- TASK ITEM -
Report each line of the entries that includes "comments" by copying it.

Dataset entries:
========================================================================

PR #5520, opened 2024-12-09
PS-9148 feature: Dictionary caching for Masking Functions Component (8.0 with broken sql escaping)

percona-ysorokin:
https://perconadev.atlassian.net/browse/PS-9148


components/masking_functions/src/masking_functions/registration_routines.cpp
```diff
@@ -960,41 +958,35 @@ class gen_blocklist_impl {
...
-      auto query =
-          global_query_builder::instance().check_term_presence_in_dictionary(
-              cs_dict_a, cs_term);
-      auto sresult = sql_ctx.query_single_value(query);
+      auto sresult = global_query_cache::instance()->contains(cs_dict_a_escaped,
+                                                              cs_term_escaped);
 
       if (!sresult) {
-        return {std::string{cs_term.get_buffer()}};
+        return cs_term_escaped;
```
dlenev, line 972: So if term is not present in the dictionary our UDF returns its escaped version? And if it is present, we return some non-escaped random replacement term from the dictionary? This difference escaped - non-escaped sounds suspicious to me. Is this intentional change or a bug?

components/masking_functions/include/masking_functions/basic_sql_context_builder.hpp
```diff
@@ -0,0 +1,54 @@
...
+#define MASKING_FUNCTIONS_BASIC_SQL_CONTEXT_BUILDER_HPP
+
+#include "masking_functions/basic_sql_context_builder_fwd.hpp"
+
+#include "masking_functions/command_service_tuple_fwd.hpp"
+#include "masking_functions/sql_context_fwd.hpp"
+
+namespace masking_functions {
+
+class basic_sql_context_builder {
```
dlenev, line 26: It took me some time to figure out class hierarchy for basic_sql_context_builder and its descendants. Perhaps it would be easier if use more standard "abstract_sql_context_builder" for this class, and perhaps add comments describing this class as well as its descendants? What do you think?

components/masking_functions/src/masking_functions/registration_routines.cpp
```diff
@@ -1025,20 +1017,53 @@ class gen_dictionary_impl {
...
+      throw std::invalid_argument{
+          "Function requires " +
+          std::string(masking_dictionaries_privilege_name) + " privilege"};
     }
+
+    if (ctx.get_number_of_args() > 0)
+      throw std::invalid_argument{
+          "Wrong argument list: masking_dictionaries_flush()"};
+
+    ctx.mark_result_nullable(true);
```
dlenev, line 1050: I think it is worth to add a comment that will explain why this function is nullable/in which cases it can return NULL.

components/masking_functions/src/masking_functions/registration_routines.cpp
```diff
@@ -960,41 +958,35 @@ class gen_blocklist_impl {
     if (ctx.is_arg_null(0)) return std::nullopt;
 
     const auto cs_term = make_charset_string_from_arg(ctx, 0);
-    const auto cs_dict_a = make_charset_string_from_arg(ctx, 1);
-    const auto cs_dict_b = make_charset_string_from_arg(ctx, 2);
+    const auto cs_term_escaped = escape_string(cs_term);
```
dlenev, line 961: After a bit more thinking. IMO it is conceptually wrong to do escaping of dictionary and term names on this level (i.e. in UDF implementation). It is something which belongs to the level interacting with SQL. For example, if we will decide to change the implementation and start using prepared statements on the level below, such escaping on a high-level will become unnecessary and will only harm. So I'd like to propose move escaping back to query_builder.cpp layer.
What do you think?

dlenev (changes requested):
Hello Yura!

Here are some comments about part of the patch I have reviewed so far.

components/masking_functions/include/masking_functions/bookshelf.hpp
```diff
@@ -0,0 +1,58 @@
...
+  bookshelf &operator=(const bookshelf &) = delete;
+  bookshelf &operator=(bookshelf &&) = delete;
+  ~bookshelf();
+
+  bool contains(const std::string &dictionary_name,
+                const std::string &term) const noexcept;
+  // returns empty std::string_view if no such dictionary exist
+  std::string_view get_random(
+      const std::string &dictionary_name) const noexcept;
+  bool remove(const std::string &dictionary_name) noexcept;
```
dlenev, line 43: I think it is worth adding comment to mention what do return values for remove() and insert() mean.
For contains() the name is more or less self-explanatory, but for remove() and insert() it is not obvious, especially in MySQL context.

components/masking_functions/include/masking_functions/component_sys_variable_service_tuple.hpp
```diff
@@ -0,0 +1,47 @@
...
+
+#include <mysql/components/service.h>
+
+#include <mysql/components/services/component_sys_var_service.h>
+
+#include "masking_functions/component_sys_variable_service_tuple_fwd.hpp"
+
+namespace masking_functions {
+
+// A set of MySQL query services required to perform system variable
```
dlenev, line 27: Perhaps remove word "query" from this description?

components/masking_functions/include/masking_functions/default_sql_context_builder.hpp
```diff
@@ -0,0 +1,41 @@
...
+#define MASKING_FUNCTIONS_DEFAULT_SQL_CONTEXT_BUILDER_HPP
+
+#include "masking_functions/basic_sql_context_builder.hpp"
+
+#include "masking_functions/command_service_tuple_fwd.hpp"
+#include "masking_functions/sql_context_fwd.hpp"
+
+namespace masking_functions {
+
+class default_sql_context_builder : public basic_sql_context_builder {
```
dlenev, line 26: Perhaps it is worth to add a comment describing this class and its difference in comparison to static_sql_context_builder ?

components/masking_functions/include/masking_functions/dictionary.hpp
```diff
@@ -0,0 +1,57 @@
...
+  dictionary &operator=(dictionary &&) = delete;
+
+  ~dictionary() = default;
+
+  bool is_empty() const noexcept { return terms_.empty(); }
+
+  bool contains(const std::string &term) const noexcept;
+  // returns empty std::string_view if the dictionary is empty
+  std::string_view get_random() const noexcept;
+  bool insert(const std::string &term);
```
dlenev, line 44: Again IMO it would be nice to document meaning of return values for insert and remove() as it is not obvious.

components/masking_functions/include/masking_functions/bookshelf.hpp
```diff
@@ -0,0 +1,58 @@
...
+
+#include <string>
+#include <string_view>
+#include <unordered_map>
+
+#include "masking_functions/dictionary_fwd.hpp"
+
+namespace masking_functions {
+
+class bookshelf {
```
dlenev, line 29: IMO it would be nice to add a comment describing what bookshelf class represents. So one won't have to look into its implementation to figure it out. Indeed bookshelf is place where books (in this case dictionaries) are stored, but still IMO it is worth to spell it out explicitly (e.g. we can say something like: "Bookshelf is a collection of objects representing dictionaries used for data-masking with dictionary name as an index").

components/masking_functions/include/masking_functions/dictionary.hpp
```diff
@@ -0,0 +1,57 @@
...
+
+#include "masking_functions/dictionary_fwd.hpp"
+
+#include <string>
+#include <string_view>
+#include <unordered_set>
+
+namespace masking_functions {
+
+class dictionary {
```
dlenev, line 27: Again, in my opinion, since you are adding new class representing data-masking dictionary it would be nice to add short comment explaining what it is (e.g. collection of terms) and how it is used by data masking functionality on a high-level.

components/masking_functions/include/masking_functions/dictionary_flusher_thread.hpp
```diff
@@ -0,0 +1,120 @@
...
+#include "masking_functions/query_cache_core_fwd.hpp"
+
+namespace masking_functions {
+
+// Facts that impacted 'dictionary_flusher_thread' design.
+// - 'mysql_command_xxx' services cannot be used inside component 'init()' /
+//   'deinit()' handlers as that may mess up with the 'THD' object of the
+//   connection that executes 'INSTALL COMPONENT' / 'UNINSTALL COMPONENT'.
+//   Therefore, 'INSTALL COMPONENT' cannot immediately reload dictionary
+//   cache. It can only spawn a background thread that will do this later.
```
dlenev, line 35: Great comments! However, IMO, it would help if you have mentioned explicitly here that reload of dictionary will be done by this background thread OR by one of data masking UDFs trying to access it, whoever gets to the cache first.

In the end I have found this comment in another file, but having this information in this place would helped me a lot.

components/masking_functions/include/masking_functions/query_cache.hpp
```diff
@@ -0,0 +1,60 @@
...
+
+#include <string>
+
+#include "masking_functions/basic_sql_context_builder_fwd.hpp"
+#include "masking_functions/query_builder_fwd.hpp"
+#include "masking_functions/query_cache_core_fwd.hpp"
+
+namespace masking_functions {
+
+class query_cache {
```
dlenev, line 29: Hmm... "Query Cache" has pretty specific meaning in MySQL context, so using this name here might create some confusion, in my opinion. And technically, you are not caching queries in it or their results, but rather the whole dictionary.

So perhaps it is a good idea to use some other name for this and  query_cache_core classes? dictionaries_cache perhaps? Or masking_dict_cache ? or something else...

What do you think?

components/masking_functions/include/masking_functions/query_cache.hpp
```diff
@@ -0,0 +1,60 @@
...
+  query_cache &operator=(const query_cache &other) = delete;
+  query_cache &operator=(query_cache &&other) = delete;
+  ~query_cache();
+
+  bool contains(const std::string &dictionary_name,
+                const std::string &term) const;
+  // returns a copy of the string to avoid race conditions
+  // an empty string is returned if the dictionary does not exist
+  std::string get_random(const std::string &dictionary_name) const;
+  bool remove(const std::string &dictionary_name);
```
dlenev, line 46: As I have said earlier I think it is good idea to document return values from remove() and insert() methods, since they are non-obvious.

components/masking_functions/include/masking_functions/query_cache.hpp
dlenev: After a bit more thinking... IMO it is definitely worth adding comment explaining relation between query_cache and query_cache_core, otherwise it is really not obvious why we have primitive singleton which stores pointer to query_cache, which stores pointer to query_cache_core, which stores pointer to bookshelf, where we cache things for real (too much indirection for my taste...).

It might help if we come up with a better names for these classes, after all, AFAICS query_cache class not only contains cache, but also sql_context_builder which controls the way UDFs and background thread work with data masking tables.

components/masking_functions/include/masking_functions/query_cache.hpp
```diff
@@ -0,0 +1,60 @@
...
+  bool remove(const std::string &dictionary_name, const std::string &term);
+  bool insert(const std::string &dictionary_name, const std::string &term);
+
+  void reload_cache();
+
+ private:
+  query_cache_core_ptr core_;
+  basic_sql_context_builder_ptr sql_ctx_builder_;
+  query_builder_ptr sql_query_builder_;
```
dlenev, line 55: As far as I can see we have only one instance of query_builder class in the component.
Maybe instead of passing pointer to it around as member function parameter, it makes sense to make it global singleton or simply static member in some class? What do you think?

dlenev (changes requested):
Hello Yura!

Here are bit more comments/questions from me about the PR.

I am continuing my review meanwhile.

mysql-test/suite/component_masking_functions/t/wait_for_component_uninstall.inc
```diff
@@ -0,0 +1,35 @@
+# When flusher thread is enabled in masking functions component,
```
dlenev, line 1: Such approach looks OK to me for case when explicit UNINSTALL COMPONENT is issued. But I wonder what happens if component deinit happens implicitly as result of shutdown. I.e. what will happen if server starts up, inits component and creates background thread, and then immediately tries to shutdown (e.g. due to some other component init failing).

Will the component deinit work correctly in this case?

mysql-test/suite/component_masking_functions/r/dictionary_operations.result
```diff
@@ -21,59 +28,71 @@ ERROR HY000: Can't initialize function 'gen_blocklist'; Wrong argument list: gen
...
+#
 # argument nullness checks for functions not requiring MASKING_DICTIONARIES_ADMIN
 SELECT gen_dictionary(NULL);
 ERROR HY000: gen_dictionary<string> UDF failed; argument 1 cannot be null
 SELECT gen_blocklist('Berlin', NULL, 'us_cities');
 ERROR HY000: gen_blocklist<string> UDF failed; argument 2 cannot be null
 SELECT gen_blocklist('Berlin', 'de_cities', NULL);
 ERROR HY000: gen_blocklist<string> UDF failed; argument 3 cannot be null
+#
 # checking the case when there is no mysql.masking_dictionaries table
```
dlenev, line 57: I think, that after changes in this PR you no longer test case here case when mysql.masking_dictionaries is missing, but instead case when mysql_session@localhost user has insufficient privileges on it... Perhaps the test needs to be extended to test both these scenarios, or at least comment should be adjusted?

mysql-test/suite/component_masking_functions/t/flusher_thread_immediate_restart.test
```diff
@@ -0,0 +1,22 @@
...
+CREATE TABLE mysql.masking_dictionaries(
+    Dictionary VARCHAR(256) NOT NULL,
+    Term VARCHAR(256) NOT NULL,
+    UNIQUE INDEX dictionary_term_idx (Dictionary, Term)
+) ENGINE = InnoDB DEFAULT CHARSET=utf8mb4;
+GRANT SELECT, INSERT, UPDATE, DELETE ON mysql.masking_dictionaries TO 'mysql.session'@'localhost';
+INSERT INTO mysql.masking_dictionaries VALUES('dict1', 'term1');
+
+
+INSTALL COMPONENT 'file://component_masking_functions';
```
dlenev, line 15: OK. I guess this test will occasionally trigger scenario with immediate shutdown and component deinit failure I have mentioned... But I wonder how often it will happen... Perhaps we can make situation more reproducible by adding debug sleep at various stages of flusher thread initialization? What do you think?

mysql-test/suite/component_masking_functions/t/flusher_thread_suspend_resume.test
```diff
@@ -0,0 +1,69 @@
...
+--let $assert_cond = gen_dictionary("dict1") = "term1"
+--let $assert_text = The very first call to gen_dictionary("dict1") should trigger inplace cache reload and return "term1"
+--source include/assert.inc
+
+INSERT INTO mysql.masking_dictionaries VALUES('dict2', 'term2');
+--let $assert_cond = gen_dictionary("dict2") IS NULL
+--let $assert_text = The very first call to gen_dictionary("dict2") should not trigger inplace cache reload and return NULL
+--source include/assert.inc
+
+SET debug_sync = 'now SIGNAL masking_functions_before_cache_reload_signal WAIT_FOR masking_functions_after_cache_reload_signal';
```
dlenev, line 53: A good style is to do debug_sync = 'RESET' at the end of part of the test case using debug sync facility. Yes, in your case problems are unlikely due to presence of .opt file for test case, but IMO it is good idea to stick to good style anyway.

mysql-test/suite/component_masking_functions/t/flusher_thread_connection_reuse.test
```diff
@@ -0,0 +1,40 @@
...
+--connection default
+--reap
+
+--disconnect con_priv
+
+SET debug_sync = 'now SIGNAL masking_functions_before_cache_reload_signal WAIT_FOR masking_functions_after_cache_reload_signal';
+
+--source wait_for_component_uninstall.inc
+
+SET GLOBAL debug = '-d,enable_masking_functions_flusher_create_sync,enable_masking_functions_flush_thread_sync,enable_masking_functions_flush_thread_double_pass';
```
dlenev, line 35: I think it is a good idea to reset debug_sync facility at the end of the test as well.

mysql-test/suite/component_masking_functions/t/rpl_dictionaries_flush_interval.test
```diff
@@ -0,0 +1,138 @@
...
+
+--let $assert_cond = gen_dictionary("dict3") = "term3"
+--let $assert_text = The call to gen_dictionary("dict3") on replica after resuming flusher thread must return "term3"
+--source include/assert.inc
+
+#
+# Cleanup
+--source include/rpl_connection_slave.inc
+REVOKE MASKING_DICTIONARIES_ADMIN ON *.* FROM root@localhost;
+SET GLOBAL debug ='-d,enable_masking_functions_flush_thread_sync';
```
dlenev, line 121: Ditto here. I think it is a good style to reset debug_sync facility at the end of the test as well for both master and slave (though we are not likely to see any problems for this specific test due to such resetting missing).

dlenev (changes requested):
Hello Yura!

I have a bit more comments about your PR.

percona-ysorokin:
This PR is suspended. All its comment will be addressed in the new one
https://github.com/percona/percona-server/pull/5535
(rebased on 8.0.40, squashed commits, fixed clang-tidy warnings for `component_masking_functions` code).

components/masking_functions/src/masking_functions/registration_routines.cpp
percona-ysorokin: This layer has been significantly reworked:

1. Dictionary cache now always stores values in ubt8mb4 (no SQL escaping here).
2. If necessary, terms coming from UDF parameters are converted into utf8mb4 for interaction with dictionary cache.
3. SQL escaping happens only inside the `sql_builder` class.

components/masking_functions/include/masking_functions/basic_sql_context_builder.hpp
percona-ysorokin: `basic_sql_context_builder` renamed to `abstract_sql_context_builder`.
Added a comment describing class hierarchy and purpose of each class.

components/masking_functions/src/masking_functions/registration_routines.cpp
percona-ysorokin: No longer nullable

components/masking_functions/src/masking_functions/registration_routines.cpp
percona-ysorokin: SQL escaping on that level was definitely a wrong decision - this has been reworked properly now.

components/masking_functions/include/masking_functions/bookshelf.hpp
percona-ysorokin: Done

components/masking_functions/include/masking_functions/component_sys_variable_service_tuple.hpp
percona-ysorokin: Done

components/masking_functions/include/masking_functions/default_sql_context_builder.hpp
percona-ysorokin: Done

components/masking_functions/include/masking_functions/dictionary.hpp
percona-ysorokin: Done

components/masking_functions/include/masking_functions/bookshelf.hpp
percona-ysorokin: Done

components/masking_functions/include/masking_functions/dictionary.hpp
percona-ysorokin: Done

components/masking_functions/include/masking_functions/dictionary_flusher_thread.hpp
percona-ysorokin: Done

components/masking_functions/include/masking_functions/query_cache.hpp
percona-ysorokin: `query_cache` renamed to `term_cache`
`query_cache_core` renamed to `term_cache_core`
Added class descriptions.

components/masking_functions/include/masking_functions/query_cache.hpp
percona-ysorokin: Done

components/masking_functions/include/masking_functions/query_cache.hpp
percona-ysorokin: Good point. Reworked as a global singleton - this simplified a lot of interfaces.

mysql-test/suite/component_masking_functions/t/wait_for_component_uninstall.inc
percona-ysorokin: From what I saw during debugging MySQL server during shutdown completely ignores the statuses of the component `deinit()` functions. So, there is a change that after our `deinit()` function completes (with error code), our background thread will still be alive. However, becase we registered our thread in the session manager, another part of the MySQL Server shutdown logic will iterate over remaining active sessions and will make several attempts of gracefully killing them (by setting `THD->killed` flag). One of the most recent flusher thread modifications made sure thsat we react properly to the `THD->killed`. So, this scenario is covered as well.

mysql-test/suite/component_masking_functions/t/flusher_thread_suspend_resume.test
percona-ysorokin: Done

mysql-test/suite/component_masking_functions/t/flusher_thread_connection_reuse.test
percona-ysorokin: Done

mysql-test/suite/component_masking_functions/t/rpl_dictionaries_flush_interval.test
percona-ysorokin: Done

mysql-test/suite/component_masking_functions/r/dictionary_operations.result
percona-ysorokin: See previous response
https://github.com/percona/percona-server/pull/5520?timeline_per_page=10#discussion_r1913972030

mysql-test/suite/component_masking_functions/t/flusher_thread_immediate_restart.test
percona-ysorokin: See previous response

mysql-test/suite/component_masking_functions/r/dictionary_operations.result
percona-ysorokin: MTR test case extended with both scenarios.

========================================================================

- SOLUTION -
dlenev, line 26: It took me some time to figure out class hierarchy for basic_sql_context_builder and its descendants. Perhaps it would be easier if use more standard "abstract_sql_context_builder" for this class, and perhaps add comments describing this class as well as its descendants? What do you think?
Here are some comments about part of the patch I have reviewed so far.
dlenev, line 35: Great comments! However, IMO, it would help if you have mentioned explicitly here that reload of dictionary will be done by this background thread OR by one of data masking UDFs trying to access it, whoever gets to the cache first.
Here are bit more comments/questions from me about the PR.
I have a bit more comments about your PR.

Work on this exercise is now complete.